Task directions
Return a copy of every line in the records that includes the word "GatewayCleanupResourceIT".

Data to process Block Start

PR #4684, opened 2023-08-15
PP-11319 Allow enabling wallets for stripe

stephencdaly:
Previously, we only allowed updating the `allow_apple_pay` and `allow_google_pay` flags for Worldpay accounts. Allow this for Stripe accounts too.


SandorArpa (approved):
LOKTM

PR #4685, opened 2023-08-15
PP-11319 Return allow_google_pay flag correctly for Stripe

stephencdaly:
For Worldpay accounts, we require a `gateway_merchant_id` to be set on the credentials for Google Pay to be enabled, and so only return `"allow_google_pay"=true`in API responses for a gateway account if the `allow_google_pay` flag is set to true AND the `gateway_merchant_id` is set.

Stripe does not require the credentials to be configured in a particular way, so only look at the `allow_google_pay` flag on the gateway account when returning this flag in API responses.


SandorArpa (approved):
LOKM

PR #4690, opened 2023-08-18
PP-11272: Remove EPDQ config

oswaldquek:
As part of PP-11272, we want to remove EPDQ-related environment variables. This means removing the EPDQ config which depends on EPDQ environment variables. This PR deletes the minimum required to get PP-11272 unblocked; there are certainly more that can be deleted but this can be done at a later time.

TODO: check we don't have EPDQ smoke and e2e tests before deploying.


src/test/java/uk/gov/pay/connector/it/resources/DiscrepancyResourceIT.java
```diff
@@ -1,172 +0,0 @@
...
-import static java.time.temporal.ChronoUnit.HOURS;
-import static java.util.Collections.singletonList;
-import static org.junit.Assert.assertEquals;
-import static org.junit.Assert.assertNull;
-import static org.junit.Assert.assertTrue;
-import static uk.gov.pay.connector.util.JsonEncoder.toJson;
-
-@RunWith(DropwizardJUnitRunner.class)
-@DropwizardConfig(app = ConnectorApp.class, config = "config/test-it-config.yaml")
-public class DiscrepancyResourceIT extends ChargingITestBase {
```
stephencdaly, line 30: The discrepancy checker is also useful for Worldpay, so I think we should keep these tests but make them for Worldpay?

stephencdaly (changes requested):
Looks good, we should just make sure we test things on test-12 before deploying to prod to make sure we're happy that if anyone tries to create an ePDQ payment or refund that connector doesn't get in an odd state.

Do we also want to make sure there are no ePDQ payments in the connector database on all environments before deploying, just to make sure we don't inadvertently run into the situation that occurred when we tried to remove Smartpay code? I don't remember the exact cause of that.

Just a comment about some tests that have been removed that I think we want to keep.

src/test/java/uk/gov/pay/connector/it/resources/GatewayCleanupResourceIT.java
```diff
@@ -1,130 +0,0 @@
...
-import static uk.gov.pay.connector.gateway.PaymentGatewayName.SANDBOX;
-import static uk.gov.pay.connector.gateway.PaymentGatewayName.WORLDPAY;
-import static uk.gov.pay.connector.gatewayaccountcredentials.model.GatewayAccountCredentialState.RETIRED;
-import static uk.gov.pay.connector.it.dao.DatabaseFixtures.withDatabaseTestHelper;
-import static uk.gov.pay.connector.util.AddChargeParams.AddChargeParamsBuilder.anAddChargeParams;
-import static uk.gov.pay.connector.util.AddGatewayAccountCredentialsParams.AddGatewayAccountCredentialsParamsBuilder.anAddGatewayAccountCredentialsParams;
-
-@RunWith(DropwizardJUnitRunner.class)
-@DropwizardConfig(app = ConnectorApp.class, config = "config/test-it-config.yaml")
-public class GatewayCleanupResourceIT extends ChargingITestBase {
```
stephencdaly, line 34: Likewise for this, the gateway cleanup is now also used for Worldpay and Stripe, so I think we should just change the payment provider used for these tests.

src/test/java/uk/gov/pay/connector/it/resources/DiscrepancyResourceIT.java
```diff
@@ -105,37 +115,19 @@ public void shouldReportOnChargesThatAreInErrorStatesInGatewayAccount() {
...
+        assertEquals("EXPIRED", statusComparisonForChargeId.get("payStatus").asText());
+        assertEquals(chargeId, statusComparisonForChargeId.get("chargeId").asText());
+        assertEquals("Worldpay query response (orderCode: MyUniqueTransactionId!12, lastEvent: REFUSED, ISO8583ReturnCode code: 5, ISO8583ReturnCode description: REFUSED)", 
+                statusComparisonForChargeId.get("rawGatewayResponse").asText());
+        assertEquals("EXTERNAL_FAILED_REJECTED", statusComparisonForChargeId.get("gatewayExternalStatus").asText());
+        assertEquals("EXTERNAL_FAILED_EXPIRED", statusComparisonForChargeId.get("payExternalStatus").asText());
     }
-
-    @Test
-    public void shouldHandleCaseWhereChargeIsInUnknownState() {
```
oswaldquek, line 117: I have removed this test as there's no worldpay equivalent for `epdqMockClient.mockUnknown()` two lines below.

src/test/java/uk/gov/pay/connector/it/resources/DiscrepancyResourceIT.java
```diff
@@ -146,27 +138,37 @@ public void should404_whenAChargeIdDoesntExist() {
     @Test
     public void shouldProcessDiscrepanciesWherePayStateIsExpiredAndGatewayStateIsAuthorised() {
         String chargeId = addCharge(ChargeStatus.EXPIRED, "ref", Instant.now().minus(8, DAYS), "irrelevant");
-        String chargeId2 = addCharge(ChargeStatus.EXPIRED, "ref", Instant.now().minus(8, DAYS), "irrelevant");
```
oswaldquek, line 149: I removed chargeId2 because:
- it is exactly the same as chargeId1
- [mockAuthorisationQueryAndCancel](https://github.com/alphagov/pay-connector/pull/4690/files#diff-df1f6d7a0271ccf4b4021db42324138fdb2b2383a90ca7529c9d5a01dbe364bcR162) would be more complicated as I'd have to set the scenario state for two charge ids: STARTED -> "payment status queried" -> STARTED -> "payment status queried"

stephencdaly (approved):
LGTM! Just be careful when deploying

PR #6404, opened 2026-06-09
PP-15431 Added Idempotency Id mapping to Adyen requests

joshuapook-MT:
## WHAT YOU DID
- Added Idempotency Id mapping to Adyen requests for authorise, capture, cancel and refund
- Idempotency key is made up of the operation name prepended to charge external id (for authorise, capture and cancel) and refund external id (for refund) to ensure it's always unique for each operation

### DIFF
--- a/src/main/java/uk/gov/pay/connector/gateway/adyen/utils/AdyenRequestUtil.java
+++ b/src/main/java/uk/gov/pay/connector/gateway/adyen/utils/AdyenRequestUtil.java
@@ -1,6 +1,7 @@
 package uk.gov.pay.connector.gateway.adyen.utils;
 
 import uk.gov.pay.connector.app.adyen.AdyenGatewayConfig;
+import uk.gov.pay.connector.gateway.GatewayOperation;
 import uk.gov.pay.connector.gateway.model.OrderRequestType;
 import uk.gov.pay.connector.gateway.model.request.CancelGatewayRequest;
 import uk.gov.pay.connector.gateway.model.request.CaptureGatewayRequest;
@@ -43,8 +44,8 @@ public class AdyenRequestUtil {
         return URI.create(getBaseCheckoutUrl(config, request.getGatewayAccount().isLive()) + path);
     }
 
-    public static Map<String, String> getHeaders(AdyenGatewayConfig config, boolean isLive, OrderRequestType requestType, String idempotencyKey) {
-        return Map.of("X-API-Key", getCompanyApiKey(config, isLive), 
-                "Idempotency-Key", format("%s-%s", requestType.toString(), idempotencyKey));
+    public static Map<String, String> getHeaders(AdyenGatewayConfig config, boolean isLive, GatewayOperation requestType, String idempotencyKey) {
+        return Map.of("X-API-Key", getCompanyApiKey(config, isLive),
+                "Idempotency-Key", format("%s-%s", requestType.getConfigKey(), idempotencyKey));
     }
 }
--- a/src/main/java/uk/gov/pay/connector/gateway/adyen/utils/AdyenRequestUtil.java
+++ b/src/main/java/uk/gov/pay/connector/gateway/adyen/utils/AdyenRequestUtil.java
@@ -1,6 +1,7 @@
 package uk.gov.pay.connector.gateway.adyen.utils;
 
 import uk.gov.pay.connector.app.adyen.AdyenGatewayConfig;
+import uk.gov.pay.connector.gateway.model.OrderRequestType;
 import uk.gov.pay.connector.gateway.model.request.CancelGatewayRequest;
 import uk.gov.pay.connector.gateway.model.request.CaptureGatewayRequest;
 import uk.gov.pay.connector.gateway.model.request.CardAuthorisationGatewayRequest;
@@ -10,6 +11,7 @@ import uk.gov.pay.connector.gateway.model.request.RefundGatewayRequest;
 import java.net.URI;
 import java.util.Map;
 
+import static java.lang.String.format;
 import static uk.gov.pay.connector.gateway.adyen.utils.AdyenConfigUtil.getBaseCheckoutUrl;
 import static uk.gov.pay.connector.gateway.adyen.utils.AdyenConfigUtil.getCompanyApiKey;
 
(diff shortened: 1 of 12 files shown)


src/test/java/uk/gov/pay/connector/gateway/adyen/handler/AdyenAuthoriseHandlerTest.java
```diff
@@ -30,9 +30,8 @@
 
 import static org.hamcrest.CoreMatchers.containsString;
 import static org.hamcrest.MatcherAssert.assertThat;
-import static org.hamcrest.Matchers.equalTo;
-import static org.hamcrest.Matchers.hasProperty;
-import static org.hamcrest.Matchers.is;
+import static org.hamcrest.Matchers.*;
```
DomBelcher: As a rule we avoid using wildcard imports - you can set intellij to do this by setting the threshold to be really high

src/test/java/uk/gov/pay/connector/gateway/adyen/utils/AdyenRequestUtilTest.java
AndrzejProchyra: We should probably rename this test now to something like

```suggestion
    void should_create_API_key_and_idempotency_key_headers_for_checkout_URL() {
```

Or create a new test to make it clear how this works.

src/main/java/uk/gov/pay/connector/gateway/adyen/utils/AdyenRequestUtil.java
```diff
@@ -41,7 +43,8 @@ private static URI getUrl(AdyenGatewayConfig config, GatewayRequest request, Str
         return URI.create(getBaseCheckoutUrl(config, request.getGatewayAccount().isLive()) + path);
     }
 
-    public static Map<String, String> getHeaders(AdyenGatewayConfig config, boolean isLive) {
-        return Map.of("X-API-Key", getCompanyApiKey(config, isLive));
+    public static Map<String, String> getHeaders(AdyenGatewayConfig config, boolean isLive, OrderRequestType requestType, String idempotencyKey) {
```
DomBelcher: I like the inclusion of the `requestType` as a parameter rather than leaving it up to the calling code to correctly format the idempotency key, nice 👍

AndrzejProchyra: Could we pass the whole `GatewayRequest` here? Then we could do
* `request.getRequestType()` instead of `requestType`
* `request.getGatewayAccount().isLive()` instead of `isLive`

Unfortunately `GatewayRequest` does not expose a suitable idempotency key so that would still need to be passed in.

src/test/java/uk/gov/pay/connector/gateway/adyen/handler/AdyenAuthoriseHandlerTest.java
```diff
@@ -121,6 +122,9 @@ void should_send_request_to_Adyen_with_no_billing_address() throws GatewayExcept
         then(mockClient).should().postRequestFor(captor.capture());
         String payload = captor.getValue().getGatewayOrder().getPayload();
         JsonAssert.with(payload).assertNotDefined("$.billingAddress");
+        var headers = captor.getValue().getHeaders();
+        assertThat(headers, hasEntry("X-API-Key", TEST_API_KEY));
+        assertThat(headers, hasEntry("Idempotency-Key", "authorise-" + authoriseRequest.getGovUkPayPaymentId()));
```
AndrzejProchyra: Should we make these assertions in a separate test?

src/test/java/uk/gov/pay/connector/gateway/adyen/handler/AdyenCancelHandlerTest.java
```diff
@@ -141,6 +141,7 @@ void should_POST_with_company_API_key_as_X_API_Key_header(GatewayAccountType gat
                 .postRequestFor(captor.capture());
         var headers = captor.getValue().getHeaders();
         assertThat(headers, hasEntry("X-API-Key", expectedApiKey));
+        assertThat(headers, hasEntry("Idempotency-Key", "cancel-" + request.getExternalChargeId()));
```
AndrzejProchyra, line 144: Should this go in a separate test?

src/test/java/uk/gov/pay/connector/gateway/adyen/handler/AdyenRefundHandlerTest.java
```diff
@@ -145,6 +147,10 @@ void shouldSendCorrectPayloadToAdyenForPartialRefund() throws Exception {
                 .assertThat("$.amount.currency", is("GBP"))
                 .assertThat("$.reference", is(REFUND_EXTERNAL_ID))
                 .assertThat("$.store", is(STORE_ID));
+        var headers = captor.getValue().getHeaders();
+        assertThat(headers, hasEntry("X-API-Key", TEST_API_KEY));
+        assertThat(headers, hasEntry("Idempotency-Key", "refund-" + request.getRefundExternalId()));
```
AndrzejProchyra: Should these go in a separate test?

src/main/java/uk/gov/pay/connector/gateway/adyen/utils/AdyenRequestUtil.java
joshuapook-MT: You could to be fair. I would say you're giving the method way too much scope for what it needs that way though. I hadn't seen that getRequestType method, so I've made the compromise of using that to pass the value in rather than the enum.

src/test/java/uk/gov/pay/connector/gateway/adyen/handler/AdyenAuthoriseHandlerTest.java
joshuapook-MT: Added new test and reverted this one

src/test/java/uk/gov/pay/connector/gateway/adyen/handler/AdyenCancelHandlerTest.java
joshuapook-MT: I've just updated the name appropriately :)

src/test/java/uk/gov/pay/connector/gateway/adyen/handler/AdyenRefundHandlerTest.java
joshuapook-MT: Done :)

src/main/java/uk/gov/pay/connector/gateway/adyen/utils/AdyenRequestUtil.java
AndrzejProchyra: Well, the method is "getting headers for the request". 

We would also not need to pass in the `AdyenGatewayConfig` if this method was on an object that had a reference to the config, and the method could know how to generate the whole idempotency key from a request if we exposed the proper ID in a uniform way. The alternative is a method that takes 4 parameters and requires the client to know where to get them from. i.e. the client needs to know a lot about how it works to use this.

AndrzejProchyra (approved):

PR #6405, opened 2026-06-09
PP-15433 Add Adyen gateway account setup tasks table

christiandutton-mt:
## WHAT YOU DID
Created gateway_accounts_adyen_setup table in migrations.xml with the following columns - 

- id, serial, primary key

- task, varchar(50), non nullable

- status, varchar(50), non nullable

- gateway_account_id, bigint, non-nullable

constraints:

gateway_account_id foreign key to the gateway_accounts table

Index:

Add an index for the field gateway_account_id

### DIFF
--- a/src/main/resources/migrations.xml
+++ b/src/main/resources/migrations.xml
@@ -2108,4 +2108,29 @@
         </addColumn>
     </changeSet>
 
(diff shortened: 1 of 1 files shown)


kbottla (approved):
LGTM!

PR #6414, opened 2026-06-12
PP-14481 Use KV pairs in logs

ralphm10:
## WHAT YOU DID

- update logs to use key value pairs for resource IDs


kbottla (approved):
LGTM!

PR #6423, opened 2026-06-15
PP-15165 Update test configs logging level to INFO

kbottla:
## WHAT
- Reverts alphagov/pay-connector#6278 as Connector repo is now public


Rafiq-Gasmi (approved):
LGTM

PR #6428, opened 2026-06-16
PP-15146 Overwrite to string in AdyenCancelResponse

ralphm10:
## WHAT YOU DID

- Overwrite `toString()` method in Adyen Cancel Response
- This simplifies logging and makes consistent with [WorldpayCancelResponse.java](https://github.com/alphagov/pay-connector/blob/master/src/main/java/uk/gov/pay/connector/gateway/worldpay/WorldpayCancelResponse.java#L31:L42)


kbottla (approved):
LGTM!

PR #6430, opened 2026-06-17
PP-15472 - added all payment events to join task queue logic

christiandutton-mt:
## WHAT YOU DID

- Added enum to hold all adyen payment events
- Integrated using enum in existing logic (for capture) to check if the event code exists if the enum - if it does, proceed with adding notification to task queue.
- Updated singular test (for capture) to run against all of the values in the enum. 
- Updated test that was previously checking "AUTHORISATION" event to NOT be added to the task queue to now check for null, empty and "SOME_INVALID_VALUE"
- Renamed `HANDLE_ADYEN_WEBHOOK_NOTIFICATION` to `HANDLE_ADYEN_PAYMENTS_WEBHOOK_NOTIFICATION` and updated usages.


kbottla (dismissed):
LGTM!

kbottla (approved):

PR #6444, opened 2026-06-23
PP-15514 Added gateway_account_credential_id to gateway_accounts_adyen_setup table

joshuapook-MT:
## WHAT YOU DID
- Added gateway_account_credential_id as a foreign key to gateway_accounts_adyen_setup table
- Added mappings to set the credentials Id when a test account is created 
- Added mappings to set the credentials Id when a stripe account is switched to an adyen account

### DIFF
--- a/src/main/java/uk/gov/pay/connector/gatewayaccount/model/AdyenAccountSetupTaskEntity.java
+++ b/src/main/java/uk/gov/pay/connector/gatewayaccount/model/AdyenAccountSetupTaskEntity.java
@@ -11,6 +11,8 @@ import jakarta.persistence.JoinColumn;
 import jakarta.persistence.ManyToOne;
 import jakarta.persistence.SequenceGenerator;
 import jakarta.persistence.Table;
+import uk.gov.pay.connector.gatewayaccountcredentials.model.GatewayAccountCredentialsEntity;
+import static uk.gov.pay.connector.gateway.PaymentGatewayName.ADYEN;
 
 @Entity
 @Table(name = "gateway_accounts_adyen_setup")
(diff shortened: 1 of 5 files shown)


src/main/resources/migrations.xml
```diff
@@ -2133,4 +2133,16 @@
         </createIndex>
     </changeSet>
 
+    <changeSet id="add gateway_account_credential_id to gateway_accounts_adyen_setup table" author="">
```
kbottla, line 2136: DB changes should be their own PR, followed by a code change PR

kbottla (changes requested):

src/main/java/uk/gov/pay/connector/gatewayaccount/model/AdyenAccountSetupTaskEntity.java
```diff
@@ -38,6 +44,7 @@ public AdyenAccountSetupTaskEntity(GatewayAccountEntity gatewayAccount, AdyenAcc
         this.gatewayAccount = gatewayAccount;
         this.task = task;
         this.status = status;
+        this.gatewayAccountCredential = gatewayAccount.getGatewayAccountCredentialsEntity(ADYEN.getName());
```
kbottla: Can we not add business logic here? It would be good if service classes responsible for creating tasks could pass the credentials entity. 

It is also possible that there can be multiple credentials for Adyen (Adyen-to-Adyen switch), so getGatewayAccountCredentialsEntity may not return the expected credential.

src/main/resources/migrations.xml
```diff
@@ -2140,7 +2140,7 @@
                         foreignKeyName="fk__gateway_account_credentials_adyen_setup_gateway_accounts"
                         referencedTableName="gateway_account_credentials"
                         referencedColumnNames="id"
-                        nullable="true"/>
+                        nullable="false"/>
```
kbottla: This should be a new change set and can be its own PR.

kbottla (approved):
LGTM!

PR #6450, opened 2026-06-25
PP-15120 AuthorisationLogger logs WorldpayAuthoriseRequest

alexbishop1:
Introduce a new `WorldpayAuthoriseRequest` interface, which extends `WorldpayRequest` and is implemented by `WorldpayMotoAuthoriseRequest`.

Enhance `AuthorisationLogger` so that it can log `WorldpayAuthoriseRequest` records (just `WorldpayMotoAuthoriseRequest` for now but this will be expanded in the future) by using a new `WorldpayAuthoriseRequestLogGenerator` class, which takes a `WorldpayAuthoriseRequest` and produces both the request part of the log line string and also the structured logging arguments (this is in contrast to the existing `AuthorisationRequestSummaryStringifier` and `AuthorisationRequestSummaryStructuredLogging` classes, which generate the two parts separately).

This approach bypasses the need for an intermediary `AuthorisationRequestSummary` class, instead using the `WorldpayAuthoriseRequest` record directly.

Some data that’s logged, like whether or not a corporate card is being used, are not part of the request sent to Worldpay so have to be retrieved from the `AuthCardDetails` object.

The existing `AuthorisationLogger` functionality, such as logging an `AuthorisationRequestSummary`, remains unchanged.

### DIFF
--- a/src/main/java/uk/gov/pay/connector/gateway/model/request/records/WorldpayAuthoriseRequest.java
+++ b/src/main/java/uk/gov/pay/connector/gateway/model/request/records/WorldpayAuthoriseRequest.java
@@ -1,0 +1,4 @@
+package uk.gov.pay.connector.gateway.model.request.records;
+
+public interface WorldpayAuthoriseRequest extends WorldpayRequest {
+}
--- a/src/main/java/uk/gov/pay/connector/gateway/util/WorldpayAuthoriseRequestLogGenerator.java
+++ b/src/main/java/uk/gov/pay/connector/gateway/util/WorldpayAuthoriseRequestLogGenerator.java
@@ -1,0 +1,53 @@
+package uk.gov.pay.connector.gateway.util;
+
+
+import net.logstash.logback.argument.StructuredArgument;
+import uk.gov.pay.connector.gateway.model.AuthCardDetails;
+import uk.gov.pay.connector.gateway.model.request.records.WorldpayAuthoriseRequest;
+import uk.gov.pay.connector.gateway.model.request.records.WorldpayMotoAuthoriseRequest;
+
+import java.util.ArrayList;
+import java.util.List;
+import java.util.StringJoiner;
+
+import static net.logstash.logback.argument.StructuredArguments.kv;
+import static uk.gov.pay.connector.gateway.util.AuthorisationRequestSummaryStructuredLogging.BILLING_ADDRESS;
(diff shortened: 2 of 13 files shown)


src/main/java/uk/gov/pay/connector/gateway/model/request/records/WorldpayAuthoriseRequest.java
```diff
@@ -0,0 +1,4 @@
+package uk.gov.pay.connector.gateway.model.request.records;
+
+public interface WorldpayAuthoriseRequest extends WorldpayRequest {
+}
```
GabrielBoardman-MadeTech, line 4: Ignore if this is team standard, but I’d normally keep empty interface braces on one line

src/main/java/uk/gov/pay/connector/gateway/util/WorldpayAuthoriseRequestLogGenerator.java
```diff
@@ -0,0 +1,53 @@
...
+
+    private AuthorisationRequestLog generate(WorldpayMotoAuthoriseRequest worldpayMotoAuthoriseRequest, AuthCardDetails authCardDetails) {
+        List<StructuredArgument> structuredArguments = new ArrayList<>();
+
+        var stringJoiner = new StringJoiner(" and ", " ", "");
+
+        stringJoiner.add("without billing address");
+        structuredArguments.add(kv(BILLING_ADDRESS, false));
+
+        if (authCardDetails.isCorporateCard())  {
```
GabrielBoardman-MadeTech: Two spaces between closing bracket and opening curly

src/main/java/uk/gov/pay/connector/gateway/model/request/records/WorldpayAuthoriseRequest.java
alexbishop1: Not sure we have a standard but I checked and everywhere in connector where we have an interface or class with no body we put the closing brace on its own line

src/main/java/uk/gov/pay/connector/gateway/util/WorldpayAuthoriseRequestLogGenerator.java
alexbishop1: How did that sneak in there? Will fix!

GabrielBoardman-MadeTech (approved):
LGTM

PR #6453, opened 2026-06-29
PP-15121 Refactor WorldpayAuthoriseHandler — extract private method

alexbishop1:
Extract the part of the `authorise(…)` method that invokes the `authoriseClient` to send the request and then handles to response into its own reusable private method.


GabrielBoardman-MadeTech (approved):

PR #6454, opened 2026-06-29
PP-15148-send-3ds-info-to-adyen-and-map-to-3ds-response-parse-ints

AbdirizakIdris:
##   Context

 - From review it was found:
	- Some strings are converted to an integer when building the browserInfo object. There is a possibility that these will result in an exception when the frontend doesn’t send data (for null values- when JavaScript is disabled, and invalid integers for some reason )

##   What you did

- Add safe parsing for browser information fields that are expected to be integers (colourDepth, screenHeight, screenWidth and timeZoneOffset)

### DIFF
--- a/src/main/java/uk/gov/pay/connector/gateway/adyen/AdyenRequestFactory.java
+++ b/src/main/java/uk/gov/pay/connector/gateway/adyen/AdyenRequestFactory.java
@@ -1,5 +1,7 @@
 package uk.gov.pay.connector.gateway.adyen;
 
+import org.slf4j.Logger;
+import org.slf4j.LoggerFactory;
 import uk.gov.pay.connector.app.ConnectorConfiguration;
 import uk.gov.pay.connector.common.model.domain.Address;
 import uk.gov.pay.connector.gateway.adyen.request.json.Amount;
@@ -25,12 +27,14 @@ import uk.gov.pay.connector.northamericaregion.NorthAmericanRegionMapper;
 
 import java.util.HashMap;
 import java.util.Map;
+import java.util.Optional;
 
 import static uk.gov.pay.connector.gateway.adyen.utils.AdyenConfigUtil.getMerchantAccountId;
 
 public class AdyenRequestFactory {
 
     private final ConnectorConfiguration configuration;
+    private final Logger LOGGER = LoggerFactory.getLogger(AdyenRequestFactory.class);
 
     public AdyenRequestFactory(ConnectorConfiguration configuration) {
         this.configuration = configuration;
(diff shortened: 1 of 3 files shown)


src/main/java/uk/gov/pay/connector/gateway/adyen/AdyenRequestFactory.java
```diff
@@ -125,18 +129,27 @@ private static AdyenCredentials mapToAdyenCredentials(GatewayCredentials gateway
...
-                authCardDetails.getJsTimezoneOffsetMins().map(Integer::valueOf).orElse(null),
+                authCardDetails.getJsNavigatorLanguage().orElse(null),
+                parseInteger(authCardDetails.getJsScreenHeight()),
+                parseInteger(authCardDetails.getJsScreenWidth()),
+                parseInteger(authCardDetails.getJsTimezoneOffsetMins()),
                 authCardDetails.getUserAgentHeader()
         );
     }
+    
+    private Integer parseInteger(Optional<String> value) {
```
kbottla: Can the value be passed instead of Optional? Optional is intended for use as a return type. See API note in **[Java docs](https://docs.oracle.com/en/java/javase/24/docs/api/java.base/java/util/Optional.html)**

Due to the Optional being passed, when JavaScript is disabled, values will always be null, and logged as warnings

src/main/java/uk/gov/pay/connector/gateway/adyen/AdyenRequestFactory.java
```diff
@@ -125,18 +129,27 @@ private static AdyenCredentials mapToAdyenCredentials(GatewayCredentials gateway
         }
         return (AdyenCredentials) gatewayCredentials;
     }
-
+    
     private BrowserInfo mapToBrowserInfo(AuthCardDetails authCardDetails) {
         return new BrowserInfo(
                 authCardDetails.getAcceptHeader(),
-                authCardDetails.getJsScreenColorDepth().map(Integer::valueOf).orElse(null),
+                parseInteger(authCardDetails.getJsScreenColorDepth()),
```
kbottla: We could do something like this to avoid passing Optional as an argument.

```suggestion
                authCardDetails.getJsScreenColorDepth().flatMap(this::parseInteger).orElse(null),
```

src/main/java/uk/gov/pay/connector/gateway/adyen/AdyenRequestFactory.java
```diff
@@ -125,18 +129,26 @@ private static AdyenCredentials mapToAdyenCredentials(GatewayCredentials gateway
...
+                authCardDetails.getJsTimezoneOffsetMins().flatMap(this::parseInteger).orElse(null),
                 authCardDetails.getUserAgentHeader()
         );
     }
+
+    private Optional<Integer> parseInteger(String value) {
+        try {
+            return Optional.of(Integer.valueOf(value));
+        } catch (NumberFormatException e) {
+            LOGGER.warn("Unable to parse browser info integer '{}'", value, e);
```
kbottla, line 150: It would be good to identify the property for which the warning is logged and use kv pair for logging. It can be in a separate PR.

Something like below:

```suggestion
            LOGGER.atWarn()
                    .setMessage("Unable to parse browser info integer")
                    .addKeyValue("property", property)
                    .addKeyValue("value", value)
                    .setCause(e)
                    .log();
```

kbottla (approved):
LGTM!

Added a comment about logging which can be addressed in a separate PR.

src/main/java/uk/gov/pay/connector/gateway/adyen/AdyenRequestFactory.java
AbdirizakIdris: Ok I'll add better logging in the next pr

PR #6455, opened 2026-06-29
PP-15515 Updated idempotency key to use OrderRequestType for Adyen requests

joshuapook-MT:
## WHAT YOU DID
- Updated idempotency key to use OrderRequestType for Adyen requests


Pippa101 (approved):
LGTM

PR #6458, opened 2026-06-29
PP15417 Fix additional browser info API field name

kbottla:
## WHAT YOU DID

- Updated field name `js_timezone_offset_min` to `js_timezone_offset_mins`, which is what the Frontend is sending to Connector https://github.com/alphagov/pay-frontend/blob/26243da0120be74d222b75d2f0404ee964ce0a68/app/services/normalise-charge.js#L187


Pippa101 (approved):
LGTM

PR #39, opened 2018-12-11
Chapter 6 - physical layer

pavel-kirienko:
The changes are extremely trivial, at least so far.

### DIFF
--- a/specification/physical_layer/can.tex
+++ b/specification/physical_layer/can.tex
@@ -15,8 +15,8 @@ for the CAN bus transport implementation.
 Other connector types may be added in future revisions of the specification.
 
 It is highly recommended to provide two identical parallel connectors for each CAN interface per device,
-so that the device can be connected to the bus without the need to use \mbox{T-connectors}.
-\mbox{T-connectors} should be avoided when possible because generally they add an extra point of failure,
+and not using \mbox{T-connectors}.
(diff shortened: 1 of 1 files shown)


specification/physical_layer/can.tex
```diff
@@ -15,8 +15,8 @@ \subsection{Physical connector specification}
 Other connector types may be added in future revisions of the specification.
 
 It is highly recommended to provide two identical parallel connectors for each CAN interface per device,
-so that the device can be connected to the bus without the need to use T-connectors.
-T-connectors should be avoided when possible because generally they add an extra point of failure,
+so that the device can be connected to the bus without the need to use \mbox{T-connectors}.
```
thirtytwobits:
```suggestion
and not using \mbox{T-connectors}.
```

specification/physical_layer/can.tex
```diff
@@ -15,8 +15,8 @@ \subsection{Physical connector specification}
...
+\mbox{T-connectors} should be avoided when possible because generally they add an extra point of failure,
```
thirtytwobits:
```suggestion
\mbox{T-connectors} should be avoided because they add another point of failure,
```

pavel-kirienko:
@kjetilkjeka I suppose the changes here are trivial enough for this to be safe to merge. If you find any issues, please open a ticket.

Data to process Block End

Task output
src/test/java/uk/gov/pay/connector/it/resources/GatewayCleanupResourceIT.java
-public class GatewayCleanupResourceIT extends ChargingITestBase {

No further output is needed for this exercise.